■ **What to work on**:
Count the lines below that hold "better". Give the number without comment.

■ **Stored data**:
PR #733, opened 2023-10-28
Add support for profile locks

### LINKED ISSUE #604: Add support for profile locks in local accounts

I am not sure if this is something can really be done, but I am just postinfg a few my thoughts I have been thinking for a while, but it would be nice if you could set something like a profile pin for local accounts. Since it would likely be stored locally, it would not be something meant to be extremely secure, but just a way to have a little extra control on profiles.

### Other details

_No response_

### Acknowledgements

Luna712:
Resolves #604

### DIFF
--- a/app/src/main/java/com/lagradost/cloudstream3/ui/WhoIsWatchingAdapter.kt
+++ b/app/src/main/java/com/lagradost/cloudstream3/ui/WhoIsWatchingAdapter.kt
@@ -55,7 +55,6 @@ class WhoIsWatchingAdapter(
             editCallBack = editCallBack,
         )
 
-
     override fun onBindViewHolder(holder: WhoIsWatchingHolder, position: Int) =
         holder.bind(currentList.getOrNull(position))
 
@@ -70,10 +69,15 @@ class WhoIsWatchingAdapter(
         fun bind(card: DataStoreHelper.Account?) {
             when (binding) {
                 is WhoIsWatchingAccountBinding -> binding.apply {
-                    if(card == null) return@apply
+                    if (card == null) return@apply
                     outline.isVisible = card.keyIndex == DataStoreHelper.selectedKeyIndex
                     profileText.text = card.name
                     profileImageBackground.setImage(card.image)
+
+                    // Handle the lock indicator
+                    val isLocked = card.lockPin != null
+                    lockIcon.isVisible = isLocked
+
                     root.setOnClickListener {
                         selectCallBack(card)
                     }
--- a/app/src/main/java/com/lagradost/cloudstream3/utils/DataStoreHelper.kt
+++ b/app/src/main/java/com/lagradost/cloudstream3/utils/DataStoreHelper.kt
@@ -242,28 +242,22 @@ object DataStoreHelper {
         }
 
         binding.applyBtt.setOnClickListener {
-            val currentAccounts = accounts.toMutableList()
-
-            val overrideIndex =
-                currentAccounts.indexOfFirst { it.keyIndex == currentEditAccount.keyIndex }
-
-            // If an account is found that has the same keyIndex, override that one; if not, append it
-            if (overrideIndex != -1) {
-                currentAccounts[overrideIndex] = currentEditAccount
+            if (currentEditAccount.lockPin != null) {
+                // Ask for the current PIN
+                showPinInputDialog(context, currentEditAccount.lockPin, false) { pin ->
+                    if (pin == null || pin != currentEditAccount.lockPin) {
+                        binding.lockProfileCheckbox.isChecked = true
+                    } else {
+                        // PIN is correct, proceed to update the account
+                        performAccountUpdate(currentEditAccount)
+                        dialog.dismissSafe()
+                    }
+                }
             } else {
-                currentAccounts.add(currentEditAccount)
+                // No lock PIN set, proceed to update the account
+                performAccountUpdate(currentEditAccount)
+                dialog.dismissSafe()
             }
-
-            // Save the current homepage for new accounts
-            val currentHomePage = DataStoreHelper.currentHomePage
-
-            // Set the new default account as well as add the key for the new account
-            setAccount(currentEditAccount, false)
-            DataStoreHelper.currentHomePage = currentHomePage
-
-            accounts = currentAccounts.toTypedArray()
-
-            dialog.dismissSafe()
         }
 
         // Handle setting or changing the PIN
@@ -295,6 +289,23 @@ object DataStoreHelper {
         }
 
         canSetPin = true
+    }
+
+    private fun performAccountUpdate(account: Account) {
+        val currentAccounts = accounts.toMutableList()
+
+        val overrideIndex = currentAccounts.indexOfFirst { it.keyIndex == account.keyIndex }
+
+        if (overrideIndex != -1) {
+            currentAccounts[overrideIndex] = account
+        } else {
+            currentAccounts.add(account)
+        }
+
+        val currentHomePage = DataStoreHelper.currentHomePage
+        setAccount(account, false)
+        DataStoreHelper.currentHomePage = currentHomePage
+        accounts = currentAccounts.toTypedArray()
     }
 
     private fun getDefaultAccount(context: Context): Account {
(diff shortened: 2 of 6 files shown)


fire-light42:
While the UI and code is very good it has a major flaw that needs fixing before it gets merged. It can be bypassed all together by holding down the locked profile (to edit it) then pressing apply. Apply should only change the account to that account if the pin was also entered

fire-light42 (changes requested):
Very good code

Luna712:
> While the UI and code is very good it has a major flaw that needs fixing before it gets merged. It can be bypassed all together by holding down the locked profile (to edit it) then pressing apply. Apply should only change the account to that account if the pin was also entered

@fire-light42 

Sorry If I messed up the code in newer one, a bit messier code, but much UX improvement, automatically logs in when the pin is correct and displays good error message (dynamically) when changing the pin, but it made a bit messier, which I apologize for if it is a problem I can fix.

Luna712:
The bypass issue is a good catch and I am working on it.

Luna712:
My new version of this is somewhat inspired by how it works on Netflix, but in my opinion better UI.

fire-light42:
The change still suffers from the same bug along with another one that might have been present in the last one. But if you press lock then dismiss it, it will still have the checked as locked but not be locked

fire-light42:
Change UI all you like, however this will not get merged before all bugs are fixed

Luna712:
@fire-light42 I *think* I fixed those bugs

fire-light42:
Still not fixed the dismiss issue. 
1. Press add a new profile
2. Press lock
3. Dismiss the lock by pressing outside the dialog
4. It will still show locked, but will be be locked

fire-light42:
Also, a lock on default should not be possible as that can also be bypassed by creating an account and then deleting it

Luna712:
> Still not fixed the dismiss issue.
> 
> 1. Press add a new profile
> 2. Press lock
> 3. Dismiss the lock by pressing outside the dialog
> 4. It will still show locked, but will be be locked

I can not reproduce this, clicking outside the dialog dismissing it still keeps ir locked for me.

fire-light42:
image
image
image
image

Luna712:
@fire-light42 this does not appear to happen to me still, tried many combinations and it didn't happen.

Luna712:
oh wait I see

Luna712:
I thought you were talking about if locked to unset lock you could bypass needing the current lock

Luna712:
I'll finish this in about two hours

fire-light42:
Also, from a ux perspective autoclosing if correct with 4 chars is very bad as if I click more than how many items there are it will close it when I try to edit the profile. Then is the bug that I cant remove a pin from a profile

Luna712:
> Also, from a ux perspective autoclosing if correct with 4 chars is very bad as if I click more than how many items there are it will close it when I try to edit the profile. Then is the bug that I cant remove a pin from a profile

It only closes automatically if you enter the correct pin

Luna712:
I'm not sure under what circumstances you couldn't remove a pin, it doesn't auto close when creating a new pin either.

Luna712:
Also it is forcibly limited to 4 characters in layout with `android:maxLength="4"` so there could never be more.

Luna712:
@fire-light42 the bug should be fixed as well as no pins on default account

fire-light42:
I am still unable to remove a pin from an account.

and while your hiding of lock on default account is fine, it becomes impossible to actually edit the default account if it is already locked. This might be an illegal state right now, but I would still like this fixed if we have to change this in the future

fire-light42:
Same with the auto unlocking when entering the correct password. I much rather have a button as stated before it is easy to click one time too many on a phone

fire-light42:
image
image
image
image
image
As you can see, I am unable to remove a lock from an account

fire-light42:
https://github.com/recloudstream/cloudstream/assets/147925818/d7e08a2c-5b94-4485-b411-2012b310725b

And this is the UX issue I am talking about. you click too much and then you get kicked out without changing anything

fire-light42:
Auto doing something is very bad UX wise as it does something you dont want in case of slightly bad input

Luna712:
> Auto doing something is very bad UX wise as it does something you dont want in case of slightly bad input. This can be fine for TV input as keys are real button presses, but on a screen it is easy to double tap or missclick

Take Netflix for example which does this exact behavior, they have whole teams that decide on the best UX, so I did something similar as I felt it would be good behavior if something like they do it, even on mobile. I can make it only do so on TV, but I still don't personally feel it should. It makes it easier to only have to type a PIN and not have to press other keys or something to finalize logging in. It is only 4 characters, if you double tap or misclick you just do it again, it doesn't close if the PIN is wrong, it just clears and you can type again, it is a password field so you can't see the whole thing anyway, and going back to try one digit different can be just as bad and it's easier to type 4 characters again.

fire-light42:
> > Auto doing something is very bad UX wise as it does something you dont want in case of slightly bad input. This can be fine for TV input as keys are real button presses, but on a screen it is easy to double tap or missclick
> 
> Take Netflix for example which does this exact behavior, they have whole teams that decide on the best UX, so I did something similar as I felt it would be good behavior if something like they do it, even on mobile. I can make it only do so on TV, but I still don't personally feel it should. It makes it easier to only have to type a PIN and not have to press other keys or something to finalize logging in. It is only 4 characters, if you double tap or misclick you just do it again, it doesn't close if the PIN is wrong, it just clears and you can type again, it is a password field so you can't see the whole thing anyway, and going back to try one digit different can be just as bad and it's easier to type 4 characters again.

As I said, it is fine on tv, but NOT on phone, and this is when we edit the account, not when we login. And no, this happend to me several times by accident when testing it so it is VERY bad UX. If you want to solve this without a button then make the account dialog not dismiss when clicking outside

Blatzar:
The issue here is that the keyboard gets lowered when done which moves the UI unexpectedly, in addition to the fact that the dialog is dismissable. 

Auto open is nice, that's how android does it, but it comes with both an indication of how many characters are entered and a sizable animation to react that the phone is opened.

Either go all in and add a unlock animation of ~250ms to prevent accidental touches or make the other dialog non cancelable (setCancelable(false)), at least for ~250ms after unlock. I think that is agreeable.

Luna712:
Fixed some issues but one issue still remains when setting pin, clicking the done button. I'll fix it soon.

Blatzar:
Nice! setCanceledOnTouchOutside is even better than setCancelable :pray:

Luna712:
Ok, I *think* everything is fixed now. Thanks again to both @Blatzar and @fire-light42 for the review and suggestions on this as well. I *hope* that's all, if not let me know and I'll change again.

Luna712:
@fire-light42 @Blatzar 

Screenshot_20231029_161844_CloudStream Debug

I've also been working on a new account select page that allows pin protection at startup also, still more work, like auto focusing on last account, etc... and I'm not even sure if it's really something you want, but it is an option if so, it was mostly just a PoC for me to see how it would really work, and potential UX/UI behind it.

Luna712:
It seems to load a lot faster that way also, well loads account selection faster than normal without, then loads main page faster after selecting account.

It might just be my connection though.

Blatzar:
Wonderful! That is a very requested feature :pray: 
I think a lot of TV users would be eternally grateful for this feature

Blatzar:
And your PoC already looks very good :drooling_face:

Luna712:
> Wonderful! That is a very requested feature 🙏 I think a lot of TV users would be eternally grateful for this

@Blatzar 

Glad to hear its something that could be used then! I opened my draft PR in #736

fire-light42:
Will have a look at both tomorrow and hopefully merge both. it looks :fire:

Luna712:
> Will have a look at both tomorrow and hopefully merge both. it looks 🔥

@fire-light42 

Thanks a ton! Though, if you're going to merge both, forget this one, and just merge the other one please, it includes this patch, if it will take longer to get that one merged, this can be merged first and I'll rebase the other, its just more work.

Luna712:
Marking as draft, you can unmark and merge this if you want to do this first, but a major reason I did the account selection PR was to support profile locks from startup so to ensure that had to do it there also, so this isn't needed if the other one is merged. Only if it will take longer/needs a lot more work.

■ **Result for this exercise**:
2